Scan the entries that follow and copy out every line containing "different".

++++ Supplied material

PR #1538, opened 2018-03-28
Ce/airflow redux

calellowitz:
@snopoke
I redid the PR without the postgres playbook changes, using our existing pg nodes. I think I addressed all the feedback except about the config file. I also added a fab role to update airflow code, and fixed up the supervisor files. Let me know how it looks to you


ansible/group_vars/all.yml
```diff
@@ -135,10 +168,12 @@ supervisor_http_password: "{{ secrets.SUPERVISOR_HTTP_PASSWORD | default(None) }
...
 blobdb_snapshot_bucket: dimagi-{{ deploy_env }}-blobdb-backups
 couchdb_snapshot_bucket: dimagi-{{ deploy_env }}-couch-backups
 postgres_snapshot_bucket: dimagi-{{ deploy_env }}-postgres-backups
 es_snapshot_bucket: "dimagi-{{ deploy_env }}-es-snapshots"
-aws_region: None
-# this reads "'s3.{{ aws_region }}.amazonaws.com' if aws_region else None"
-aws_endpoint: '{{ aws_region and "s3." + aws_region + ".amazonaws.com" }}'
+aws_endpoint: "s3.{{ aws_region }}.amazonaws.com"
+
+airflow_secret_key: '{{ secrets.AIRFLOW_SECRET_KEY | default(None) }}'
```
calellowitz: I left this like that because it is how all the other secrets are done in this file. Happy to change to something else if that makes sense to you. I think having this as the string 'None' will break airflow since it expects a fernet key, which probably makes this a safe thing to do.

ansible/roles/airflow/templates/airflow.cfg.j2
```diff
@@ -0,0 +1,350 @@
+[core]
```
calellowitz: I am not sure if these are all required or if we can be eliminate the ones we do not set, and they seemed well organized (they are currently organized thematically by default). I agree it's hard to see which ones we are controlling and which we are not though, so I am curious if you have alternative organizational options you would recommend.

calellowitz:
This included more changes than expected (reverting changes to master that happened since my original work because of the way I applied the changes), so I am adding a do not merge tag, until I can revert those.

ansible/deploy_commcarehq.yml
```diff
@@ -20,49 +21,3 @@
...
-    - shell: ls -1 {{ service_home|quote }}
-      register: contents
-      tags: services
-    - name: "Remove supervisor configs that are no longer needed"
-      file:
-        path: "{{ service_home }}/{{ item }}"
-        state: absent
-      with_items: contents.stdout_lines
-      when: item not in supervisor_files
-      tags: services
```
snopoke: I don't think these should be removed

ansible/deploy_db.yml
```diff
@@ -36,7 +37,7 @@
     - hostTo: "{{ hot_standby_server }}"
     - state: 'present'
   tasks:
-    - import_tasks: roles/setup_auth_keys.yml
+    - include: roles/setup_auth_keys.yml
```
snopoke: `include` is deprecated, why didn't `import_tasks` work? If it needs to be dynamic then you should use `include_tasks`

ansible/deploy_db.yml
```diff
@@ -131,7 +132,7 @@
   roles:
     - {role: kafka, tags: 'kafka'}
 
-- import_playbook: deploy_riakcs.yml
+- include: deploy_riakcs.yml
```
snopoke: similar to above about deprecated `include`

ansible/deploy_stack.yml
```diff
@@ -22,7 +22,7 @@
 - import_playbook: deploy_mailrelay.yml
 - import_playbook: deploy_tmpreaper.yml
 - import_playbook: deploy_etckeeper.yml
-# migrate must happen before first fab, and also before touchforms can create its special user
-- import_playbook: migrate_on_fresh_install.yml
```
snopoke: probably shouldn't be removed

ansible/roles/airflow/tasks/main.yml
```diff
@@ -0,0 +1,64 @@
...
+  git:
+    repo: "{{ airflow_repository }}"
+    dest: "{{ airflow_code_dir }}"
+    version: "{{ airflow_version }}"
+    recursive: yes
+    accept_hostkey: yes
+    update: yes
+  become: true
+
+
```
snopoke: nit: double space

ansible/roles/airflow/tasks/main.yml
```diff
@@ -0,0 +1,64 @@
...
+- name: install pip requirements
+  become: true
+  pip:
+    requirements: "{{ airflow_code_dir }}/requirements.txt"
+    virtualenv: "{{ airflow_virtualenv }}"
+    chdir: "{{ airflow_code_dir }}"
+
+- name: chown clone
```
snopoke: probably not necessary if you specify `become_user: "{{ cchq_user }}"` on some of the tasks above

ansible/roles/airflow/templates/airflow.cfg.j2
snopoke: I think it depends how airflow handles this file. If you leave an option out will it use a default? If that's the case then I'd suggest removing anything that's not being set by us + any comments that aren't necessary

ansible/roles/airflow/templates/airflow.cfg.j2
```diff
@@ -0,0 +1,350 @@
...
+s3_log_folder =
+
+# The executor class that airflow should use. Choices include
+# SequentialExecutor, LocalExecutor, CeleryExecutor
+executor = LocalExecutor
+
+# The SqlAlchemy connection string to the metadata database.
+# SqlAlchemy supports many different database engine, more information
+# their website
+sql_alchemy_conn = postgresql://{{ postgres_users.commcare.username }}:{{ postgres_users.commcare.password }}@127.0.0.1:5432/airflow
```
snopoke: db host should be parameterized and port should be 6432 (or parameterized)

Possibly take the same approach as formplayer: https://github.com/dimagi/commcare-cloud/blob/760932dcebaa8e31bfd82fb7c8e4a53d700dad97/ansible/roles/formplayer/templates/application.properties.j2#L31

fab/fab/operations/airflow.py
```diff
@@ -0,0 +1,13 @@
+from __future__ import absolute_import
+
+from fabric.api import roles, sudo, env
+from fabric.context_managers import cd
+
+from ..const import ROLES_AIRFLOW
+
+@roles(ROLES_AIRFLOW)
+def deploy_airflow():
```
snopoke: should be `update_airflow` based on call in `deploy_airflow` task

fab/fab/operations/supervisor.py
```diff
@@ -42,6 +43,8 @@ def set_supervisor_config():
     set_djangoapp_supervisorconf()
     set_formsplayer_supervisorconf()
     set_formplayer_spring_supervisorconf()
+    set_airflow_scheduler_supervisorconf()
+    set_airflow_webserver_supervisorconf()
```
snopoke: I think these can be moved to ansible

ansible/deploy_db.yml
```diff
@@ -11,6 +11,7 @@
     - riakcs
     - formplayer
     - pg_standby
+    - airflow
```
snopoke: I don't think having the DB on the same VM is necessary - even if it is this should be accomplished in the inventory file by putting the airflow host in the `postgresql` group

ansible/group_vars/all.yml
```diff
@@ -143,3 +143,12 @@ aws_region: None
 # this reads "'s3.{{ aws_region }}.amazonaws.com' if aws_region else None"
 aws_endpoint: '{{ aws_region and "s3." + aws_region + ".amazonaws.com" }}'
 aws_versioning_enabled: true
+
+airflow_secret_key: '{{ secrets.AIRFLOW_SECRET_KEY | default(None) }}'
+airflow_flask_key: '{{ secrets.AIRFLOW_FLASK_KEY | default(None) }}'
```
snopoke: This will end up as a string `'None'`

ansible/roles/airflow/templates/airflow.cfg.j2
```diff
@@ -0,0 +1,67 @@
...
+# This path must be absolute
+dags_folder = {{ airflow_home }}/dags
+
+# The folder where airflow should store its log files
+# This path must be absolute
+base_log_folder = {{ airflow_home }}/logs
+
+# The executor class that airflow should use. Choices include
+# SequentialExecutor, LocalExecutor, CeleryExecutor
+executor = LocalExecutor
```
snopoke: docs recommend `CeleryExecutor` for production usage, do we have plans to move to that later?

ansible/roles/airflow/templates/airflow.cfg.j2
```diff
@@ -0,0 +1,67 @@
...
+# The maximum number of active DAG runs per DAG
+max_active_runs_per_dag = 1
+
+# Whether to load the examples that ship with Airflow. It's good to
+# get started, but you probably want to set this to False in a production
+# environment
+load_examples = False
+
+# Where your Airflow plugins are stored
+plugins_folder = /Users/calellowitz/airflow/plugins
```
snopoke: `/Users/calellowitz`

ansible/group_vars/all.yml
calellowitz: That seems to be what all the other credentials in this file do. Happy to go a different route if there is a preferable one, but as a default that seems at worst harmless.

ansible/roles/airflow/templates/airflow.cfg.j2
calellowitz: As we scale, we probably. For now it does not seem worth it as all the tasks can probably be run locally, especially since the db machine does all the heavy lifting since most of the work is raw sql, and the added complexity of celery does not buy us much unless we have other workers.

calellowitz:
@snopoke I think I got to your questions and would love to merge this as not having it on master is causing problems with the staging setup whenever someone else ansible deploys there.

calellowitz:
@snopoke I removed the do not merge label. want to get it in to avoid further merge confilcts (especially in the vault file). This will have no effect if there are no airflow machines in the inventory, but will prevent staging changes from breaking the setup.

src/commcare_cloud/ansible/roles/airflow/tasks/main.yml
```diff
@@ -0,0 +1,60 @@
...
+
+- name: install pip requirements
+  become: yes
+  become_user: "{{ cchq_user }}"
+  pip:
+    requirements: "{{ airflow_code_dir }}/requirements.txt"
+    virtualenv: "{{ airflow_virtualenv }}"
+    chdir: "{{ airflow_code_dir }}"
+
+- name: copy airflow settings
```
dannyroberts: Ran into this during a search. I think (at least eventually) this task should get run on `update-config`, which also updates `localsettings.py` and formplayer's `application.properties`.

snopoke: I agree with some of that but I also think that it's useful to have a command to update all settings - for instance if you change the IP of a service that they all use.

Perhaps the best approach would be to make the `update-config` command able to update the all or each one individually.

calellowitz: Yeah, I am not opposed to including this in `update-config` as long as a dedicated way still exists. In the past we have replaced those methods with just adding it to `update-config`, so there is no longer an officially supported way to deploy just localsettings for example, which is probably the dominant case.  In the same way we separate `service restart` to happen by service, even though sometimes you want to do all of them, I think it makes sense to maintain the ability to update single configs.

I more meant to call out what I saw as a general trend of grouping of tasks that are conceptually similar but unlikely to be needed at the same time into single commands, as a replacement for the individual ones.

++++++++

» **Answer section**:
+# SqlAlchemy supports many different database engine, more information
calellowitz: That seems to be what all the other credentials in this file do. Happy to go a different route if there is a preferable one, but as a default that seems at worst harmless.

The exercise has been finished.